Department of Statistics
Indiana University, Bloomington
Largely unnoticed by economists, over the last three decades statisticians and computer scientists have developed sophisticated prediction procedures and methods of model selection and forecast evaluation under the rubric of statistical learning theory. These methods have revolutionized pattern recognition and artificial intelligence, and the modern industry of data mining (without the pejorative connotation) would not exist without it.
In this short course, we will investigate the connections between modern statistical methodology and standard techniques which are more common in economics and social science. The goal is to develop an understanding for the circumstances under which different statistical methods are appropriate, how methods behave when the model for the data generating process is incorrect, and why some methods can adapt while others cannot. We will focus especially on selecting models with good predictive performance and on the relationships between model complexity, statistical estimation, and the amount of data used to estimate the model.

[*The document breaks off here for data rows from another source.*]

PR #1003, opened 2025-10-27
Decoder-native resize public implementation

scotts:
Public API for decoder-native resize. The implementation in this PR accepts _both_ `torchvision.transforms.v2.Resize` and a newly defined `torchcodec.transforms.Resize`.

In #526, I had [initially proposed](https://github.com/meta-pytorch/torchcodec/issues/526#issuecomment-2688571431) _not_ using TorchVision transforms, and instead coming up with TorchCodec specific versions. @NicolasHug [proposed](https://github.com/meta-pytorch/torchcodec/issues/526#issuecomment-2690449903) that we accept TorchVision transforms, and that's what I followed up with in my design in #885.

After discussing the previous iteration of this PR, we agreed we wanted to see what it would look like to accept both. Having implemented this, I agree it's the right thing to do:

1. We now don't need to require TorchVision, even when using the decoder-native feature.
2. We have a natural place to document the behavior of each decoder-native transform that we accept, and what its limitations are compared to the TorchVision version of that transform.
3. We have a more principled mechanism of enforcing how TorchVision transforms map to decoder-native semantics. We still have to dig into the TorchVision object to get the info we need, but the `torchcodec.transforms` class is a clear representation in code of what is supported. In the old PR, that mapping was buried in the logic that turned the TorchVision transform directly into the specification string the core API needs.

Four points worth discussing:

1. I made the base class for all TorchCodec defined decoder-native transforms to be `DecoderTransform`. I think it would be confusing if it was just `Transform`, and `DecoderNativeTransform` seems both too long and too obscure.
2. I made the module path `torchcodec.transforms` instead of `torchcodec.decoder_transforms`. That's almost counter to point 1, but I think that there's less chance of confusion with the module path.
3. Should it be `DecoderResize` instead of just `Resize`?
4. The type annotation that users will see only mentions accepting `torchcodec.transforms.DecoderTransform`. It does not mention the TorchVision transforms or `nn.Module`. The _text_ of the docstring will say it, and I think that's enough?

### DIFF
--- a/docs/source/api_ref_transforms.rst
+++ b/docs/source/api_ref_transforms.rst
@@ -1,8 +1,8 @@
-.. _samplers:
+.. _transforms:
 
-===================
+=====================
 torchcodec.transforms
-===================
+=====================
 
 .. currentmodule:: torchcodec.transforms
 
--- a/src/torchcodec/decoders/_video_decoder.py
+++ b/src/torchcodec/decoders/_video_decoder.py
@@ -70,10 +70,8 @@ class VideoDecoder:
         transforms (sequence of transform objects, optional): Sequence of transforms to be
             applied to the decoded frames by the decoder itself, in order. Accepts both
             :class:`~torchcodec.transforms.DecoderTransform` and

The starting point for statistical learning is the notion of predictive risk and the tradeoff between bias and variance. With this tradeoff in mind, we will investigate the importance of assessing models using training and test data, the benefits of regularization, and the necessity of selecting tuning parameters carefully. We will illustrate each of these issues with some standard econometric procedures applied to financial and economic datasets while at the same time, introducing some potentially new procedures which may be useful in your own research.
Schedule of topics
- The predictive viewpoint
- The bias-variance tradeoff
- Evaluating predictions and estimators
- The benefits of regularization
- Model selection
- Choosing tuning parameters
- Application: BVARs and DSGEs
- Tools for classification
- Application: Predicting recessions
- Collaborative filtering and the Netflix prize
- Dimension reduction
In order to be best prepared for this course, we suggest that you brush up on your econometrics, especially the content about probability. Most useful will be to remind your self about expected values and variance, convergence in probability and consistency, maximum likelihood, ordinary least squares and some time series topics like autoregressive models. Also, remind yourself what a dynamic stochastic general equilibrium model is (you probably know more about this than we do, but perhaps not). Less useful are GMM techniques and cointegration.
Before coming to class, we suggest that you take a look at the first three (3) chapters of Cosma Shalizi’s preprint Advanced Data Analysis from an Elementary Point of View. These chapters will serve as a nice introduction to the materials we intend to cover. The rest of the book is great too if you are feeling more ambitious/motivated.
We will make a handful of exercises available to try before you come to class. These are mainly for review and little else. They will certainly not be graded, but spending a few hours trying them may help you come to class more prepared. The exercises are here.
All of the data analysis examples we use in class will be done in the open source programming language R. R is extremely powerful and easily extensible. We will try to make all of our code available on the website so that you may experiment with it. The software is available for free on CRAN. An official introduction is available there, and many other introductions are available on the web. See for example here. Feel free to download and play around with R, but experience and/or mastery of computer programming is not necessary.